▶ [Brief]: What you return must match the records exactly, line for line.

▶ [Data shown]:

# # # # #

PR #293, opened 2016-10-27
automated builds, CI

shlomi-noach:
This PR begins support for automated, tested builds. This will also make sure CI runs on `push`.

Initially CI will only build the code + run `go` tests. Later we will add the `localtests` (integration tests with master-replica setup)


script/build
```diff
@@ -0,0 +1,21 @@
...
+# We have a few binaries that we want to build, so let's put them into bin/
+
+version=$(git rev-parse HEAD)
+describe=$(git describe --tags --always --dirty)
+
+export GOPATH="$PWD/.gopath"
+cd .gopath/src/github.com/github/gh-ost
+
+# We put the binaries into libexec/ and then put the shim with the appropriate name into bin/
+go build -o "$libexecdir/gh-ost" -ldflags "-X main.AppVersion=${version} -X main.BuildDescribe=${describe}" ./go/cmd/gh-ost/main.go
```
carlosmn: You probably want to put the output in `$bindir/gh-ost` since you don't need the shim and can invoke the actual binary directly.

script/cibuild-gh-ost-build-deploy-tarball
```diff
@@ -0,0 +1,29 @@
...
+if [ $(uname -s) = "Darwin" ]; then
+    build_arch="$(uname -sr | tr -d ' ' | tr '[:upper:]' '[:lower:]')-$(uname -m)"
+else
+    build_arch="$(lsb_release -sc | tr -d ' ' | tr '[:upper:]' '[:lower:]')-$(uname -m)"
+fi
+
+tarball=$build_dir/${commit_sha}-${build_arch}.tar
+
+# Create the tarball
+tar cvf $tarball --mode="ugo=rx" libexec/ bin/
```
carlosmn: If you do the move to `$bindir/` above, you can also remove `libexec/` from here.

script/shim
```diff
@@ -0,0 +1,22 @@
+#!/bin/bash
```
carlosmn: You can get rid of this whole file since you don't need it.

script/godep
```diff
@@ -0,0 +1,18 @@
+#!/bin/bash
```
carlosmn: Do you use godep for managing your dependencies? If not, you can get rid of this file.

script/build
carlosmn: To expand on that, this puts it into `libexec/` but if you don't have the shim in `bin/` then the layout of the resulting deployment will look rather odd, so I'd put it in `bin/` and then you can run `/data/gh-ost/current/bin/gh-ost`.

shlomi-noach: Fixed!

script/godep
shlomi-noach: fixed!

shlomi-noach:
merging now, and may iterate later if need be.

# # # # #

▶ [Result of this exercise]:
PR #293, opened 2016-10-27
automated builds, CI

shlomi-noach:
This PR begins support for automated, tested builds. This will also make sure CI runs on `push`.

Initially CI will only build the code + run `go` tests. Later we will add the `localtests` (integration tests with master-replica setup)


script/build
```diff
@@ -0,0 +1,21 @@
...
+# We have a few binaries that we want to build, so let's put them into bin/
+
+version=$(git rev-parse HEAD)
+describe=$(git describe --tags --always --dirty)
+
+export GOPATH="$PWD/.gopath"
+cd .gopath/src/github.com/github/gh-ost
+
+# We put the binaries into libexec/ and then put the shim with the appropriate name into bin/
+go build -o "$libexecdir/gh-ost" -ldflags "-X main.AppVersion=${version} -X main.BuildDescribe=${describe}" ./go/cmd/gh-ost/main.go
```
carlosmn: You probably want to put the output in `$bindir/gh-ost` since you don't need the shim and can invoke the actual binary directly.

script/cibuild-gh-ost-build-deploy-tarball
```diff
@@ -0,0 +1,29 @@
...
+if [ $(uname -s) = "Darwin" ]; then
+    build_arch="$(uname -sr | tr -d ' ' | tr '[:upper:]' '[:lower:]')-$(uname -m)"
+else
+    build_arch="$(lsb_release -sc | tr -d ' ' | tr '[:upper:]' '[:lower:]')-$(uname -m)"
+fi
+
+tarball=$build_dir/${commit_sha}-${build_arch}.tar
+
+# Create the tarball
+tar cvf $tarball --mode="ugo=rx" libexec/ bin/
```
carlosmn: If you do the move to `$bindir/` above, you can also remove `libexec/` from here.

script/shim
```diff
@@ -0,0 +1,22 @@
+#!/bin/bash
```
carlosmn: You can get rid of this whole file since you don't need it.

script/godep
```diff
@@ -0,0 +1,18 @@
+#!/bin/bash
```
carlosmn: Do you use godep for managing your dependencies? If not, you can get rid of this file.

script/build
carlosmn: To expand on that, this puts it into `libexec/` but if you don't have the shim in `bin/` then the layout of the resulting deployment will look rather odd, so I'd put it in `bin/` and then you can run `/data/gh-ost/current/bin/gh-ost`.

shlomi-noach: Fixed!

script/godep
shlomi-noach: fixed!

shlomi-noach:
merging now, and may iterate later if need be.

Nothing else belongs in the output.